● **Brief**
Scan the records for "becomes". Show the matching lines.

● **Record excerpts**
Issue #284, opened 2018-09-06
Discuss Bees Front-End 2.0


rajadain:

fungjj92:
Draft at https://github.com/project-icp/bee-pollinator-app/blob/jf/phase2-adr/doc/Phase%202/000_project_architecture_adr.md @rajadain 

While we talked about it in the meeting, I excluded discussion of how versions of client uploaded data would be signified to map click entries because that discussion seemed premature for now.

rajadain:
Thanks for putting that together! Since I can't comment on the file directly, I'm posting some initial thoughts here:

---

> There will be dedicated user accounts as well as the ability to sign in with credentials from app.pollinationmapper.org.

My impression was that each app will have its own user accounts, and they will be separate. If a user already has an account in 1, they'll have to make a new one for 2. We should confirm that with @mmcfarland.

> where will 2 live?

"live" is ambiguous here, as it refers both to the deployment environment and the repo. It is valuable to differentiate the two and talk about their separation from 1's repo and deployment individually.

> If separate (opposite, for combined)

Consider making this into a table. That would be easier to read than flipping a list in one's mind.

> The crux of the decision comes down to auth.

Consider moving this paragraph to the previous section. By the time we get to the "Decision" part of the ADR, all the influencing factors should have been discussed.

> syncing user tables

This was never an issue, since 2 isn't going to have its own back-end or its own user tables. Whether we developed 2 as a separate front-end project or a sibling Django template, we were always going to use the existing user table for user management. The one tweak we'll need to make to the existing table (as mentioned in the planning meeting) is to add a column to the user table which indicates to which app the user signed up from.

> Bonus: reduced operations labor.

While it is true that 2 and API will be deployed together, this also means that 2, which will be a simple static front-end app, and significantly simpler to deploy on its own, cannot be deployed without the overhead of also deploying the API.

> there is a certain amount of uniqueness we want to update the API with as we build out 2

I'm not following this very well. By "uniqueness" do you mean custom functions that will be used only in 2 and not 1? Consider rephrasing "certain amount of uniqueness" to "set of custom functionality".

fungjj92:
Thanks for looking promptly. Oof, let me make the branch into a PR so it is easier to work with. I'll copy over your comments.

PR #285, opened 2018-09-19
Phase 2 ADR

fungjj92:
I drafted meeting notes from Monday 9/17 as an ADR about the phase 2 bees project architecture.
Handing off to Terence for review for now. Will invite wider feedback when the ADR is in a later state draft.

Connects #284


doc/Phase 2/000_project_architecture_adr.md
```diff
@@ -0,0 +1,65 @@
+# Project Architecture ADR
+
+The Phase 2 of the Bee Pollinator Project (2) will include a new Javascript
+(React/Redux) front-end communicating with the existing [Phase 1 Bees
+API](https://app.pollinationmapper.org/) (1 or API). There will be dedicated
+user accounts as well as the ability to sign in with credentials from
```
fungjj92: > My impression was that each app will have its own user accounts, and they will be separate. If a user already has an account in 1, they'll have to make a new one for 2. We should confirm that with @mmcfarland.
- @rajadain 

Ooh, this looks like a fundamental misunderstanding pretty crucial to this ADR. Clarification solicited, indeed.

doc/Phase 2/000_project_architecture_adr.md
```diff
@@ -0,0 +1,65 @@
...
+https://app.pollinationmapper.org/.
+
+While we are waiting for final
+[wireframes](https://app.goabstract.com/projects/1955fff0-89e6-11e8-9d27-3b6b7c64f4e5/branches/master/files/E258E310-7858-4F64-9C6F-43572DBBEB19),
+client feedback, and a contract, we don't expect breaking changes at the project
+architecture level and are moving ahead planning the project's setup.
+
+## Context
+
+The main question driving this discussion is -- where will 2 live? The options
```
fungjj92: > "live" is ambiguous here, as it refers both to the deployment environment and the repo. It is valuable to differentiate the two and talk about their separation from 1's repo and deployment individually.

from @rajadain 

Point taken. I'm really referring to where the repos will be: I'll clarify.

doc/Phase 2/000_project_architecture_adr.md
```diff
@@ -0,0 +1,65 @@
...
+have implications on hosting, CORS, user management, deployment, etc. to be
+discussed here.
+
+### To separate or combine projects?
+The only two options really are will 2 live in its own repo and make CORS
+requests to the API or will it live within the Phase 1 repo.
+
+#### If separate (opposite, for combined):
```
fungjj92: > Consider making this into a table. That would be easier to read than flipping a list in one's mind.
from @rajadain

doc/Phase 2/000_project_architecture_adr.md
```diff
@@ -0,0 +1,65 @@
...
+    - Implicates 2 having separate users
+    + Easier to navigate project during development
+    + Prevent linked deployments
+
+## Decision
+
+After discussion, we decided on combining the two projects whereby 2's project
+code will be nested in [1](https://github.com/project-icp/bee-pollinator-app).
+
+The crux of the decision comes down to auth. We want users of 2 to be able to
```
fungjj92: > Consider moving this paragraph to the previous section. By the time we get to the "Decision" part of the ADR, all the influencing factors should have been discussed.
from @rajadain

doc/Phase 2/000_project_architecture_adr.md
```diff
@@ -0,0 +1,65 @@
...
+create accounts on 2 or sign in with their API user accounts. We want access to
+the API user data table and Django auth and session management and combining
+projects avoids unwanted complexity of setting up a cross-site token auth
+system, syncing user tables, or other potential solutions for a separate
```
fungjj92: > This was never an issue, since 2 isn't going to have its own back-end or its own user tables. Whether we developed 2 as a separate front-end project or a sibling Django template, we were always going to use the existing user table for user management. The one tweak we'll need to make to the existing table (as mentioned in the planning meeting) is to add a column to the user table which indicates to which app the user signed up from.
from @rajadain

doc/Phase 2/000_project_architecture_adr.md
```diff
@@ -0,0 +1,65 @@
...
+projects.
+
+
+## Consequences
+
+Combining project directories plays nicely in other regards, too. Combined, 2
+will be deployed along with 1 and hosted on the same EC2 instances. Ultimately
+we don't expect high usage of either app such that overloaded instances or even
+resource scaling becomes an issue. Bonus:  reduced operations labor.
```
fungjj92: > While it is true that 2 and API will be deployed together, this also means that 2, which will be a simple static front-end app, and significantly simpler to deploy on its own, cannot be deployed without the overhead of also deploying the API.
from @rajadain

doc/Phase 2/000_project_architecture_adr.md
```diff
@@ -0,0 +1,65 @@
...
+
+From the perspective of a developer, noteworthy wins to building on the API are
+avoiding cobbling together workarounds to handle CORS requests to the API, API
+user authentication, and API user sessions. Devs will only have 1 repo's dev
+environment to run, albeit many VMs, which is nice too.
+
+Thinking ahead, there is a certain amount of uniqueness we want to update the
```
fungjj92: > I'm not following this very well. By "uniqueness" do you mean custom functions that will be used only in 2 and not 1? Consider rephrasing "certain amount of uniqueness" to "set of custom functionality".
from @rajadain

fungjj92:
Redrafted and pushed. 

I realized I was confused about and missing some detail that clarification and rewriting have sunken in my head a lot better. There's a lot more detail now in the Context that builds a stronger Decision, and I thusly I had a better idea of how to imagine the Consequences. Are there other major details we/you had thought about for the Context that are missing from my list? Any logical discrepancies?

doc/Phase 2/000_project_architecture_adr.md
```diff
@@ -0,0 +1,124 @@
+# Project Architecture ADR
+
+Phase II of the Pollination Project (Beekeeper) is a web app designed for
+beekeepers to be able to analyze site conditions for apiaries. They do so by
+clicking on a map, which will kick raster analysis jobs, and return said data to
```
rajadain: > return said data

The data hasn't been "said" so far. Consider adding a line about what the data is for (e.g. data for identifying optimum positioning of apiaries).

doc/Phase 2/000_project_architecture_adr.md
```diff
@@ -0,0 +1,124 @@
...
+the user's browser. Previously it was decided that the app will be a front-end
+app (React) that makes requests against the [Phase 1 Bees
+API](https://app.pollinationmapper.org/) (Pollination Mapper or API) and this
+ADR takes the next steps and should provide a way forward.
```
rajadain: > should provide a way forward

Let's be more confident here 😄 Consider rephrasing to "provides a way forward"

doc/Phase 2/000_project_architecture_adr.md
```diff
@@ -0,0 +1,124 @@
...
+While we are waiting for final
+[wireframes](https://app.goabstract.com/projects/1955fff0-89e6-11e8-9d27-3b6b7c64f4e5/branches/master/files/E258E310-7858-4F64-9C6F-43572DBBEB19),
+client feedback, and a contract, we don't expect breaking changes at the project
+architecture level and are moving ahead planning the project's setup.
+
+## Context
+
+Some key questions drive this discussion. 
+
+Where will the code live? How will Beekeeper's requests to the API be authorized
```
rajadain: Consider listing these questions, rather than inlining them in a paragraph.

doc/Phase 2/000_project_architecture_adr.md
```diff
@@ -0,0 +1,124 @@
...
+the Pollinaton Mapper repo. Below thinks through the implications of each.
+
+- Project syncrony -- We can anticipate actively customizing the API for
+  Beekeeper. In order for Beekeeper's staging and production sites to function,
+  both projects need to be in sync with one another. This is a tricky
+  relatonship to maintain as it will require more laborious, linked deployments
+  as well as being careful not to break Beekeeper.
+
+- Hosting -- As a front-end only static app, Beekeeper has many potential
+  hosting options such as Netlify, Heroku, AWS s3, or Azure (trollface). How we
```
rajadain: > (trollface)

Consider removing. A day may well come when we have to host on Azure.

doc/Phase 2/000_project_architecture_adr.md
```diff
@@ -0,0 +1,124 @@
...
+      potentially by devs, and not even operations themselves. Of course, this
+      set up comes with external considerations discussed below. 
+
+    - CORS -- Should Beekeeper be hosted on its own domain, such as would
+      provide Netlify or Heroku, it will run into CORS in the browser. The API
+      is not CORS-enabled and Beekeeper as an outside domain making requests
+      would trigger CORS errors. Enabling CORS and whitelisting Beekeeper as a
+      valid hostname is possible, albeit opens up vulnerability.
+
+    The API is hosted on an EC2 instance with its own dedicated IP. Similarly to
```
rajadain: Is this paragraph its own or a continuation of the previous CORS bullet point? If the latter, indent one level deeper to maintain correct indentation in both the raw and rendered Markdown.

doc/Phase 2/000_project_architecture_adr.md
```diff
@@ -0,0 +1,124 @@
...
+    the MMW/BigCZ project, we could circumvent CORS by implementing [name-based
+    shared web
+    hosting](https://en.wikipedia.org/wiki/Shared_web_hosting_service) whereby
+    the projects share an IP and the existing load balancer maps the request to
+    the correct website based on its request header. This would resolve a need
+    for CORS relaxing.
+
+    - CSRF and session auth - The API's endpoints are protected by Django's CRSF
```
rajadain: > CRSF

Typo: CSRF, not CRSF. It stands for Cross-Site Request Forgery.

doc/Phase 2/000_project_architecture_adr.md
```diff
@@ -0,0 +1,124 @@
...
+      middleware. Beekeeper will need to have an authorized Django user session
+      and CSRF token to make HTTP requests to the API beyond GET requests, which
+      are exempted. If the apps are separate we will have to open Beekeeper
+      endpoints to be CRSF-exempt and session-exempt. This is a security risk
```
rajadain: > CRSF-exempt

here too.

doc/Phase 2/000_project_architecture_adr.md
fungjj92: Reformat: Oops, this is supposed to be under CORS

doc/Phase 2/000_project_architecture_adr.md
```diff
@@ -0,0 +1,124 @@
...
+Some key questions drive this discussion. 
+
+Where will the code live? How will Beekeeper's requests to the API be authorized
+and authenticated? Besides using the API, how else will Beekeeper and
+Pollination Mapper be connected?
+
+As to where the code will live, the 2 options are its own repo, or built into
+the Pollinaton Mapper repo. Below thinks through the implications of each.
+
+- Project syncrony -- We can anticipate actively customizing the API for
```
fungjj92: Bold the sections and typo syncrony --> synchronicity

doc/Phase 2/000_project_architecture_adr.md
```diff
@@ -0,0 +1,124 @@
...
+
+
+## Decision
+
+Overall, combining the two projects whereby Beekeeper's code will be nested in
+[Pollination Mapper](https://github.com/project-icp/bee-pollinator-app) will
+provide more tangible benefit by avoiding significant feature accomodations to
+access the API as well as maintaining project synchronicity. The potential
+benefit to separate projects we're giving up is the ease of static site
+deployment via a platform like Netlify, but I think synchronicity between
```
rajadain: > I think

As this is a project document, consider avoiding the first person. Consider replacing with something like: "but developer time saved with synchronicity between Beekeeper and the API is more valuable than the additional deployment time".

doc/Phase 2/000_project_architecture_adr.md
```diff
@@ -0,0 +1,124 @@
...
+resource scaling (i.e. Celery servers) becomes an issue.
+
+
+## Consequences
+
+Looking ahead, we can create the project folders for Beekeeper and scaffold a
+working app in the [API](https://github.com/project-icp/bee-pollinator-app)
+repo.
+
+For the backend, we can create a sibling Django project and get started building
```
rajadain: Do we want to create an entire Django project (with its own settings and everything) or just an app in the existing Django setup? I thought the latter.

doc/Phase 2/000_project_architecture_adr.md
rajadain: Were all three questions answered?

How will the Beekeeper requests be authorized? Using CSRF?

Besides the API, how else are the two apps connected?

It's unclear if these questions are answered.

fungjj92: I added a little bit to the decision about authorization, but I think the other two questions are answered. I don't say in a sentence "The apps are connected by X, Y, Z", rather the ADR as a whole answers the q -- nested Django app, share the same codebase, duplicated custom endpoints, separate JS folder and bundle, hosting infra, etc.

fungjj92:
I think this should be ready for wider review ?

rajadain:
Yes. I'll take another look, but we should invite others too.

doc/Phase 2/000_project_architecture_adr.md
```diff
@@ -0,0 +1,130 @@
...
+ahead planning the project's setup.
+
+## Context
+
+Some key questions drive this discussion. 
+
+- Where will the code live?
+- How will Beekeeper's requests to the API be authorized and authenticated?
+- Besides using the API, how else will Beekeeper and Pollination Mapper be
+  connected?
```
kellyi: Consider making each of these questions a subsection, then elaborating a bit on the answer.

Currently it seems like the subheadings below address them all together, but it when this is re-read in the future it might be worthwhile to take the subheadings below and reorganize them as the elaboration of one of the above qs.

doc/Phase 2/000_project_architecture_adr.md
```diff
@@ -0,0 +1,130 @@
...
+  returned to the user. This is very similar to that of Pollination Mapper and
+  we can leverage the Celery sync job pipeline by combining projects.
+
+- **Developer experience** -- The developer will need to run the Beekeeper
+  project against a local instance of the API. It would be convenient to only
+  spin up one project, albeit multiple VMs, rather than two projects. We would
+  also have to deal with CORS and session auth between separate VMs, as
+  discussed above. Additionally, it is easier to work in just one code base and
+  may save valuable time. For example, the time saved to search for a file or
+  some bit of code that is in reality in the other repo.
```
kellyi: This is possibly for a future ADR but I'm curious how we imagine our usual Docker/webpack-dev-server/React setup working within this dev environment?

Are we planning to add a Docker container to run webpack-dev-server inside the app VM? Or are we planning to add another VM which runs the React app? (I think the latter would require making cross-origin requests, but so might the former?)

doc/Phase 2/000_project_architecture_adr.md
```diff
@@ -0,0 +1,130 @@
...
+
+
+## Decision
+
```
kellyi: Consider also having three sections here: since the context started out with three questions the ADR would answer, seems like this should summarize those answers in a way future us can read at a glance.

doc/Phase 2/000_project_architecture_adr.md
```diff
@@ -0,0 +1,130 @@
...
+able to distinguish between app codes, and also allow better tracking of API
+usage, if those metrics are so desired. Distinctive labelling should also apply
+to naming views, models, tests, etc. that live in the API.
+
+Lastly, there is already a JS front-end for Pollination Mapper. Its files are
+distributed between app root and a nested `js` folder. Because Beekeeper will
+have significant JS files and similar bundling pipeline as well, we will want
+all Beekeeper JS including the `package.json` and requirements in a nested
+folder a level down to avoid conflict. For better organization, consider
+repackaging all Pollination Mapper JS into a similarly nested folder as well.
```
kellyi: Are we going to do another ADR to determine how to set up and structure the React app?

Given the decision to keep these projects in the same repo and to run the new React client within the same domain as the Django app, it seems like it'd be worthwhile to discuss the logistics of setting up the React app for both development and production a bit more prior to starting that work.

If we're porting our standard React setup over, we'll have a Docker container for development running webpack-dev-server somewhere (that won't be same-origin). Will that live in the app VM or in another VM?

If we're adapting the React setup for this but not using webpack-dev-server/the Docker container, how will we serve the app in development? It'd be nice to have hot-module-reloading set up for the React app, but I'm not sure how that would work if it was just using `webpack --watch ....`.

If we don't use a container, are we going to use the version of Node used in the current app? Looks like the app is currently using `0.10.32` -- https://github.com/azavea/ansible-nodejs/blob/0.3.0/defaults/main.yml -- which is out of support and most likely not completely compatible with the Civic Apps App Template setup. 

I remember that I had to upgrade the Node version on Jenkins01 from 0.10 something to 4.x something to get the Garden Exemptions React application to build. We could possibly upgrade the Node version here to 8.x something, but it seems possible/probably that doing so would break some pieces of the existing Pollination Mapper client.

Similar questions about building for production: seems like part of the production build process would have to involve having webpack create a bundle and write it somewhere. Will that be done using a containerized version of Node or using the app's existing version of Node?

Part of the production build process for our React apps also involves writing out the index.html file from a template and injecting the app bundle's filename with it's hash identifier. Will that be compatible with keeping the existing index.html file for the Pollination Mapper, but adding a separate client depending on the URL? (I think that's how the MMW/BigCZ stuff worked.) Or will the build process use a separate index.html file template and write it somewhere else?

rajadain:
Thanks for pointing that out @kellyi. I met with @fungjj92 and we spoke of the alternatives available at this point. We don't know this for sure, but it is a very likely possibility that **React will not work with Node v0.10.32**, the [current version](https://github.com/azavea/ansible-nodejs/blob/92245ba10c25b2aef53a47bb3e3efb81334617c5/defaults/main.yml#L2) [installed](https://github.com/project-icp/bee-pollinator-app/blob/1cf3c26d54d76ee596c33e370b48bc3722f57378/deployment/ansible/roles.yml#L7-L8) in the Bees VM.

There are three ways to address this problem:

1. **Upgrade Node version in Bees VM**
    - This will allow us to use React
    - This could potentially break the UI for Pollination Mapper, and start a chain reaction requiring us to update a great number of project dependencies, not all of which may be compatible with each other

2. **Use Backbone instead of React**
    - This will allow us to keep the current Node version
    - Backbone is an older technology that is not actively maintained anymore (the latest version 1.3.3 is from two years ago), and we're on an even older version of Backbone and Marionette
    - Starting a new project with old technology is risky, especially as we may be maintaining this project for some time to come, during which the technology will age more and become harder to use

3. **Make a separate single-page app for Beekeepers**
    - This will allow us to use React and keep the current Node version of Pollination Mapper
    - The request authentication benefits (CSRF / CORS) we could get from colocating the new front-end with the API on the same domain will be lost. We'll have to figure out how to authenticate API calls (JWT? OAuth? Simple Token?), and support it both in the front- and back-ends.
    - Given the need to authenticate API calls, and the relative insecurity of allowing API access to a specific domain or hard-coded API key, both of which are available to the client, we may have to rely more on user authentication. This could move the need for users to login at a much earlier stage in the app workflow than previously thought.
    - While deploying a static app may be easier, we will have to ensure correspondence with the separately deployed API version

I think we should consult with @mmcfarland upon his return before making a final selection, and then update the ADR accordingly.

doc/Phase 2/000_project_architecture_adr.md
rajadain: After thinking about this some more, here's the answers I have right now:

> If we're porting our standard React setup over, we'll have a Docker container for development running webpack-dev-server somewhere (that won't be same-origin). Will that live in the app VM or in another VM?

I think it makes sense for this to live in the App VM. The front-end is in the App VM, and as part of this front-end, so should this.

> If we're adapting the React setup for this but not using webpack-dev-server/the Docker container, how will we serve the app in development?

I think initially we'll just use a script similar to `bundle` to build the dependencies. As Django will handle delivering the HTML for the front-end, it will always be up on :8000, so we don't need a separate `server` script.

> If we don't use a container ...

We're going to use a container.

> Similar questions about building for production: seems like part of the production build process would have to involve having webpack create a bundle and write it somewhere. Will that be done using a containerized version of Node or using the app's existing version of Node?

Containerized version.

> Part of the production build process for our React apps also involves writing out the index.html file from a template and injecting the app bundle's filename with its hash identifier. Will that be compatible with keeping the existing index.html file for the Pollination Mapper, but adding a separate client depending on the URL? (I think that's how the MMW/BigCZ stuff worked.) Or will the build process use a separate index.html file template and write it somewhere else?

The app URL is available when rendering the home view. We can use it to switch things out in the template, or use an entirely different template. I think we'll start by turning off adding hashes in webpack for now, and add it at a later stage.

rajadain:
Added the discussion from above, as well as an outline for next steps, to the ADR. This could probably take one final look before merging.

doc/phase-2/000_project_architecture_adr.md
```diff
@@ -0,0 +1,199 @@
...
+makes requests against the [Phase 1 Bees API] (Pollination Mapper or API) and
+this ADR takes the next steps and provides a way forward.
+
+While we are waiting for final [wireframes], client feedback, and a contract, we
+don't expect breaking changes at the project architecture level and are moving
+ahead planning the project's setup.
+
+## Context
+
+Some key questions drive this discussion.
```
kellyi: Seems like we've sublated all of these questions in the course of discussing this and the new thing this ADR should record should be something like:

"Since we are going to create a new client frontend for Beekeeper, how are we going to set up the development environment for that new frontend?"

I think the 4 options enumerated below should be placed under an ` ## Options` heading and each subsection there should catalog lists of pros and cons to each option.

doc/phase-2/000_project_architecture_adr.md
```diff
@@ -0,0 +1,199 @@
...
+      would trigger CORS errors. Enabling CORS and whitelisting Beekeeper as a
+      valid hostname is possible, albeit opens up vulnerability.
+
+      The API is hosted on an EC2 instance with its own dedicated IP. Similarly
+      to the MMW/BigCZ project, we could circumvent CORS by implementing
+      [name-based shared web hosting] whereby the projects share an IP and the
+      existing load balancer maps the request to the correct website based on
+      its request header. This would resolve a need for CORS relaxing.
+
+    - **CSRF and session auth** - The API's endpoints are protected by Django's
```
kellyi: Since these & the other existing bullet points are no longer open questions, consider fusing all of these summaries into a single paragraph.

kellyi: Also consider adding a specific sentence noting that the version of NodeJS in the existing app VM is 0.10.32 -- which is one of several large constraints on how we set up the new client application.

doc/phase-2/000_project_architecture_adr.md
```diff
@@ -0,0 +1,199 @@
...
+      combined projects, we have direct access to the Django session and thusly
+      CSRF management.
+
+- **Resource needs** -- The workflow of the Beekeeper app will be quite similar
+  to the Pollination API. As described in the intro the app workflow will kick
+  off a likely async raster processing job where the numerical data will be
+  returned to the user. This is very similar to that of Pollination Mapper and
+  we can leverage the Celery sync job pipeline by combining projects.
+
+- **Developer experience** -- The developer will need to run the Beekeeper
```
kellyi: Consider cutting this item altogether. The explanation makes sense but it seems like the decision the ADR's now recording is about how to structure the new client within the same repository rather than whether to include the new client in the same repository.

doc/phase-2/000_project_architecture_adr.md
```diff
@@ -0,0 +1,199 @@
...
+  project against a local instance of the API. It would be convenient to only
+  spin up one project, albeit multiple VMs, rather than two projects. We would
+  also have to deal with CORS and session auth between separate VMs, as
+  discussed above. Additionally, it is easier to work in just one code base and
+  may save valuable time. For example, the time saved to search for a file or
+  some bit of code that is in reality in the other repo.
+
+Furthermore, the [current version] of `node` [installed] in the App VM
+(0.10.32) will most likely _not_ run webpack or React. The possible
```
kellyi: In addition to webpack & React, our app template has a bunch of other dependencies that may not be compatible. Consider revising this to indicate that "it's not clear the app template's NPM dependencies are compatible with NodeJS 0.10.32" and note that setting up a project similar to our app template for Garden Exemptions required upgrading Node on Jenkins01 from 0.10.something to 4.something

doc/phase-2/000_project_architecture_adr.md
```diff
@@ -77,6 +77,50 @@ the Pollinaton Mapper repo. Below thinks through the implications of each.
...
+    - While deploying a static app may be easier, we will have to ensure
+      correspondence with the separately deployed API version
+
+4. **Use a Docker for building React JavaScript assets**
+    - Just as we have a bundle script for Pollination Mapper, we use a bundle
+      script that runs a Docker container with a proper version of Node to
+      build the assets. This Docker container is only used at build time.
+    - This will allow us to use React and not touch the existing code for
+      Pollination Mapper
+    - We will not have hot-reloading, but we wouldn't have it in a Backbone
```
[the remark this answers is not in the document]
kellyi: I *think* @rajadain demoed a setup with hot reloading working yesterday, so we could possibly cut this line item altogether.

doc/phase-2/000_project_architecture_adr.md
```diff
@@ -0,0 +1,199 @@
...
+      version either
+    - The build pipeline will look very similar to the existing one for
+      Pollination Mapper
+
+## Decision
+
+Overall, combining the two projects whereby Beekeeper's code will be nested in
```
kellyi: Consider cutting this paragraph and making the second paragraph below the focus of the decision.

doc/phase-2/000_project_architecture_adr.md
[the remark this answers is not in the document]
fungjj92: He did, but I think this ADR should still capture any uncertainty/gambles we had before pursuing a strategy

doc/phase-2/000_project_architecture_adr.md
```diff
@@ -92,6 +136,19 @@ Ultimately we don't expect high usage of either app such that sharing a load
 balancer (AWS ELB) or even resource scaling (i.e. Celery servers) becomes an
 issue.
 
+We go with **Alternative 4** from above. The new front-end files will be stored
```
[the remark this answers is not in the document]
rajadain: I kept the fact that we're using Alternative 4 in "Decision", but moved the implementation details to "Consequences"

doc/phase-2/000_project_architecture_adr.md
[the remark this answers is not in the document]
rajadain: Rephrased to allude to challenges:

> Achieving hot-reloading may be challenging as we need to serve from Django and not WebPack Dev Server, but on the other hand Backbone would not have had any hot reloading at all.

doc/phase-2/000_project_architecture_adr.md
rajadain: The Node app version is specified later on.

The first set of factors have been grouped under **Architectural Factors**, and the second under **Implementation Factors**. I think keeping the original discussion is useful for retrospective investigation, because it is not recorded anywhere else.

doc/phase-2/000_project_architecture_adr.md
```diff
@@ -0,0 +1,199 @@
...
+able to distinguish between app codes, and also allow better tracking of API
+usage, if those metrics are so desired. Distinctive labelling should also apply
+to naming views, models, tests, etc. that live in the API.
+
+Lastly, there is already a JS front-end for Pollination Mapper. Its files are
+distributed between app root and a nested `js` folder. Because Beekeeper will
+have significant JS files and similar bundling pipeline as well, we will want
+all Beekeeper JS including the `package.json` and requirements in a nested
+folder a level down to avoid conflict. For better organization, repackaging all
+Pollination Mapper JS into a similarly nested folder may be considered as well.
```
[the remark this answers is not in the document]
rajadain: Added structure of Dockerized Beekeeper setup. Also removed the line about changing existing structure.

rajadain:
If there are no further comments, I will merge this later today.

doc/phase-2/000_project_architecture_adr.md
```diff
@@ -0,0 +1,239 @@
...
+      Simple Token?), and support it both in the front- and back-ends.
+    - Given the need to authenticate API calls, and the relative insecurity of
+      allowing API access to a specific domain or hard-coded API key, both of
+      which are available to the client, we may have to rely more on user
+      authentication. This could move the need for users to login at a much
+      earlier stage in the app workflow than previously thought.
+    - While deploying a static app may be easier, we will have to ensure
+      correspondence with the separately deployed API version
+
+4. **Use a Docker for building React JavaScript assets**
```
fungjj92: typo -- "Use Docker" or "Use a docker container"

fungjj92:
I cant approve since I opened the PR. I reread and it LGTM!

● **Problem solution**
+resource scaling becomes an issue. Bonus:  reduced operations labor.
+resource scaling (i.e. Celery servers) becomes an issue.
 balancer (AWS ELB) or even resource scaling (i.e. Celery servers) becomes an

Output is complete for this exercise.